Поклон за возможность заночевать в замке не слишком высокая цена. Кто их знает, тех, кому Гвоздь встал «поперек горла», — вдруг наведаются к обгоревшей двуполке, чтобы довершить начатое.
Но кому, Крот Проницающий, он мог насолить в здешних краях?! То есть кому — настолько?! Ломая над этим голову, Кайнор послал коня галопом вслед за благородными господами и их свитой. Позади осталась двуполка, охраняемая отрядом егерей да покачивающимися на ветвях «лесными стражами». «Но кому?!..»
ГЛАВА ДВЕНАДЦАТАЯ

Гостеприимство Дровосеков. «…белая как снег». Маркизов ужин и «Фазаний обет». Найдёныш: учиться, учиться и еще раз… Прогулки под луной, беседы под балконом. Кислый квас Лньели-Строптивицы. Гвоздь молится

Плащ повешен на крюк.
Шепот взглядов и рук.
Кто мы, как нас зовут, —
вспомним только к утру.
А пока нас не стало, мы — сердце Вселенной.
…под окном обалдело котяры орут.
Кайнор из Мьекра по прозвищу Рыжий Гвоздь
— Значит, именно белая? — переспросил Никкэльр К'Рапас — Белая как снег?

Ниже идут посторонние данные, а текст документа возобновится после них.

PR #7815, opened 2024-12-12
feat(transformer/class-properties): transform super member expressions that are inside static prop initializer

Dunqing:
This PR support for transforming `super.prop` to  `babelHelpers.superPropGet(_B, "prop", _B)`

Input:
```js
class A {
  static prop = 1;
}

class B extends A {
  static prop = 2;
  static propA = super.prop;
  static getPropA = () => super.prop;
}
```

Output:
```js
var _B;
class A {}
babelHelpers.defineProperty(A, "prop", 1);
class B extends A {}
_B = B;
babelHelpers.defineProperty(B, "prop", 2);
babelHelpers.defineProperty(B, "propA", babelHelpers.superPropGet(_B, "prop", _B));
babelHelpers.defineProperty(B, "getPropA", () => babelHelpers.superPropGet(_B, "prop", _B));
```

### DIFF
--- a/crates/oxc_transformer/src/es2022/class_properties/supers.rs
+++ b/crates/oxc_transformer/src/es2022/class_properties/supers.rs
@@ -1,0 +1,86 @@
+//! ES2022: Class Properties
+//! Transform of `super` expressions.
+
+use oxc_ast::ast::*;
+use oxc_traverse::TraverseCtx;
+
+use crate::Helper;
+
+use super::ClassProperties;
+
+impl<'a, 'ctx> ClassProperties<'a, 'ctx> {
+    /// Transform static member expression where object is `super`.
+    ///
+    /// `super.prop` -> `_superPropGet(_Class, "prop", _Class)`
+    //
+    // `#[inline]` so that compiler sees that `expr` is an `Expression::StaticMemberExpression`.
+    #[inline]
+    pub(super) fn transform_static_member_expression(
+        &mut self,
+        expr: &mut Expression<'a>,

Его сын в подтверждение склонил голову:
— Белая, батюшка.
Маркиз скептически хмыкнул и повернулся к господину Туллэку:
— Ну, ты видел? — Тот дипломатически промолчал, поскольку было неясно, то ли Дровосек-старший спрашивает, видел ли господин Туллэк белую кабаргу, то ли… — Разве об этом мы мечтали, когда брали штурмом Груллу-Кор? — (Значит, речь не о кабарге.) — Вот он, отпрыск древнего рода захребетников — воинов и философов, венец, так сказать, столетней нашей истории! — Кривой перст господина Никкэльра тычет в Эндуана. — Тискает горничных на конюшне, охотится с кречетом на воробьев. В свои двадцать три не получил ни единой царапины в бою, всё что есть — от цирюльника-неумехи да коготков не в меру горячих девок. Об этом ли мы мечтали тогда, за Хребтом?
— Кто же не мечтает о страстных коготках у себя на спине? — пробормотал Гвоздь. Прибыв в фамильное гнездо Дровосеков и познакомившись с хозяином, он не переставал удивляться причудам судьбы. Ибо вряд ли на свете отыщутся два более не похожих друг на друга человека, чем Диккэльр и его отпрыск. Эндуан телом строен, кожей бел, манерами до отвращения изыскан. Если бы честолюбие и самомнение какой-нибудь кудесник превращал в медные «плавники», Дровосек-младший оказался бы самым богатым человеком в Ллаургине Отсеченном.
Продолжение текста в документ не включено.